TASK PROMPT
What lines in the entries hold the string "ever"? List them.

SUPPLIED RECORDS
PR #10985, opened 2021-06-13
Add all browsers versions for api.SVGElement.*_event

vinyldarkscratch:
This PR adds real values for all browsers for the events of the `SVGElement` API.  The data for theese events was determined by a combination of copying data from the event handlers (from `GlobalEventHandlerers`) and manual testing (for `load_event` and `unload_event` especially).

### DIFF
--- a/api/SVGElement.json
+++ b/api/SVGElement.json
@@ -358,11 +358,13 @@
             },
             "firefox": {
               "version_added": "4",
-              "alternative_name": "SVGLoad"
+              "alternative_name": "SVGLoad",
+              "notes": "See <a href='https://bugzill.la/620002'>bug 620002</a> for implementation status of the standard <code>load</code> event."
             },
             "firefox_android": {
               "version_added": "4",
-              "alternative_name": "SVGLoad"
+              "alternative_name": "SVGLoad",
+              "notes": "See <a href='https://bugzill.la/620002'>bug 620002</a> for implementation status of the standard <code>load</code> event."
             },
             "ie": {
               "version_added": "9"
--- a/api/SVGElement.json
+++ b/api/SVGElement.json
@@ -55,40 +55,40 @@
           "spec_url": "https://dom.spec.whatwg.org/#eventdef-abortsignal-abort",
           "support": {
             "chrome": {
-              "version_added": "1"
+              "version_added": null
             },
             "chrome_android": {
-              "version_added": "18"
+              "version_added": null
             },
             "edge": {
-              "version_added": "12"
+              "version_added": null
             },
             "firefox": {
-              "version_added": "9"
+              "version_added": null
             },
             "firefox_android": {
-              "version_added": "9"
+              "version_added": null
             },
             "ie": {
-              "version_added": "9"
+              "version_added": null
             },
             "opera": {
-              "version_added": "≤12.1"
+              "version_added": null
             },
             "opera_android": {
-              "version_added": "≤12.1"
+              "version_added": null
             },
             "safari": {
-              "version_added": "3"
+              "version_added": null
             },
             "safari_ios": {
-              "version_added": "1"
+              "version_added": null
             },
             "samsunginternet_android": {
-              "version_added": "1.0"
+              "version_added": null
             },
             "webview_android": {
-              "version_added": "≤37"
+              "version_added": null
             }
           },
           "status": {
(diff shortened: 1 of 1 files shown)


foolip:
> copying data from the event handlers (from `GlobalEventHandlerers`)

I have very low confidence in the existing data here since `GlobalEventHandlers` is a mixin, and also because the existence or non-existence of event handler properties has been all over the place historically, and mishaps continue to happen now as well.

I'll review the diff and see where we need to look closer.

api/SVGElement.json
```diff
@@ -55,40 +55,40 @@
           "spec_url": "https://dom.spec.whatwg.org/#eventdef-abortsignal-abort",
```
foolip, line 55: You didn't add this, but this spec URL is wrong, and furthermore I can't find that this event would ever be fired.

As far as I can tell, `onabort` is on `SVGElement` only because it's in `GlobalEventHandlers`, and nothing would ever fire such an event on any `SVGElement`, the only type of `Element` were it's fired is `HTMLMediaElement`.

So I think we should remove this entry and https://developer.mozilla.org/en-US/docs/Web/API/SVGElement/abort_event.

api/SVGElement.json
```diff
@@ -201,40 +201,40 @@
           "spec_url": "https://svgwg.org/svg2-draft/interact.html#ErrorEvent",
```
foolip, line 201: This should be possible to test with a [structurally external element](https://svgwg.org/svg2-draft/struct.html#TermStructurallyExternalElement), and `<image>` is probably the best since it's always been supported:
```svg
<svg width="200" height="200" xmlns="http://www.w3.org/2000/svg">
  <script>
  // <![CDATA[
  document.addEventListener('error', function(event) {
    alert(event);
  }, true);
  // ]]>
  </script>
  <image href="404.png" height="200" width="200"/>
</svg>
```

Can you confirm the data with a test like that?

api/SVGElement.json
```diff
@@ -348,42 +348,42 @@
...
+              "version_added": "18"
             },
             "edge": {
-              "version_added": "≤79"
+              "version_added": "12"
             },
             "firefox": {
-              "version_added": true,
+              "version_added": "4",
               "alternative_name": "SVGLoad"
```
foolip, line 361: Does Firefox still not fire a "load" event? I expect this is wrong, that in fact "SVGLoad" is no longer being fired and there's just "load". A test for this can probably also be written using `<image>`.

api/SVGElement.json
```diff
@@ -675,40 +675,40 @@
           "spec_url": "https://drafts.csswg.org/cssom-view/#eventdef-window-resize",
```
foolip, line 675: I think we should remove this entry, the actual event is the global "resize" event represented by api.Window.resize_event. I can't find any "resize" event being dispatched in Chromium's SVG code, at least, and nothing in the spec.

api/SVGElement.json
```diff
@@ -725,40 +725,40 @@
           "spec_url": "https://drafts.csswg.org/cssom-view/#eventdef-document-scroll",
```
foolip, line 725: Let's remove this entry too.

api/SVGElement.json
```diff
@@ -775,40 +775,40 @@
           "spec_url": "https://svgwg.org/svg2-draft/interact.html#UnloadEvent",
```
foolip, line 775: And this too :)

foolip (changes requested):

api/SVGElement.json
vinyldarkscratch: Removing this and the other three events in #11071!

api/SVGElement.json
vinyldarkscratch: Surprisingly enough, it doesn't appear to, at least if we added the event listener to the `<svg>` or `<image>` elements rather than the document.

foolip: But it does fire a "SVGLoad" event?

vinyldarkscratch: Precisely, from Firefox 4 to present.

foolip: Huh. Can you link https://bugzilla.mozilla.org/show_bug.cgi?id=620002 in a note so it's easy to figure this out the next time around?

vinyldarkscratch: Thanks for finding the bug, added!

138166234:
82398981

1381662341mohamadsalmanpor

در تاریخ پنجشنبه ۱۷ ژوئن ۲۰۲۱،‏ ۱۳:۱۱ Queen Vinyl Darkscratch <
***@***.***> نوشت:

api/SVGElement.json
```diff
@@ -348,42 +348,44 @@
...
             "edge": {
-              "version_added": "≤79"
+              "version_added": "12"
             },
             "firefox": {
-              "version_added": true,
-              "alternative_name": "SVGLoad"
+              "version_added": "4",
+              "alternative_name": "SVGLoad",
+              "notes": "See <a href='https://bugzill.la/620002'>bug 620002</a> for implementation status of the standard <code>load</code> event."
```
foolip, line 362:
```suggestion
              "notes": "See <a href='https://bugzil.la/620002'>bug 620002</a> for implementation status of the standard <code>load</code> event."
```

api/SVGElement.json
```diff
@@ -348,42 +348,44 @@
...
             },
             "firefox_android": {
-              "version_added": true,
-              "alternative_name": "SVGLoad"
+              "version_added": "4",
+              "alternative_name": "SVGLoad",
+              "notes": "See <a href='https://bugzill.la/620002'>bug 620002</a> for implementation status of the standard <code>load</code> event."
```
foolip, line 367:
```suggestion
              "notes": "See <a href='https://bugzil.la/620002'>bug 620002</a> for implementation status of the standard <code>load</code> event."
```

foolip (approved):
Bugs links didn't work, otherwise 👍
--
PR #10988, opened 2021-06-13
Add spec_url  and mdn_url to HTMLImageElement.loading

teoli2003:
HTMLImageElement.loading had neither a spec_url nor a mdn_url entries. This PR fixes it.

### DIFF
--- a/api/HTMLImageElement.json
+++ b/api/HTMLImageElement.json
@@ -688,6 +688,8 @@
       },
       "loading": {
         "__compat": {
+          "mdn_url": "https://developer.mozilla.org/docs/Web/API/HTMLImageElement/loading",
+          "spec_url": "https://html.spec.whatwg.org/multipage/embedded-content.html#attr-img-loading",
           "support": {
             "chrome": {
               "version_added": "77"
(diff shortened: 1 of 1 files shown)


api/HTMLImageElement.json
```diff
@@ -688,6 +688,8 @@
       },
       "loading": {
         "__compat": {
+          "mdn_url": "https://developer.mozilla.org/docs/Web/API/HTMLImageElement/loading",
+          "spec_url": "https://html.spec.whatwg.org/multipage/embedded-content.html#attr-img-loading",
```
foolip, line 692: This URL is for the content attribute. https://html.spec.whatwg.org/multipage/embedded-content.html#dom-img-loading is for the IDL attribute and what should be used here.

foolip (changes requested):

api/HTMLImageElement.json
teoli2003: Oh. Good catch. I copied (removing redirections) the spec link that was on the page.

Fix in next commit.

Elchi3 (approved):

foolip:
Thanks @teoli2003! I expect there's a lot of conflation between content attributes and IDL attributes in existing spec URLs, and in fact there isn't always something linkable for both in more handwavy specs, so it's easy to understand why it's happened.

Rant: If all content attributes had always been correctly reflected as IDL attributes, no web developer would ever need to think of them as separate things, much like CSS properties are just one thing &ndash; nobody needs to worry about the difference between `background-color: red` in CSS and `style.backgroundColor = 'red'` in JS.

YOUR RESPONSE
foolip, line 55: You didn't add this, but this spec URL is wrong, and furthermore I can't find that this event would ever be fired.
As far as I can tell, `onabort` is on `SVGElement` only because it's in `GlobalEventHandlers`, and nothing would ever fire such an event on any `SVGElement`, the only type of `Element` were it's fired is `HTMLMediaElement`.
Rant: If all content attributes had always been correctly reflected as IDL attributes, no web developer would ever need to think of them as separate things, much like CSS properties are just one thing &ndash; nobody needs to worry about the difference between `background-color: red` in CSS and `style.backgroundColor = 'red'` in JS.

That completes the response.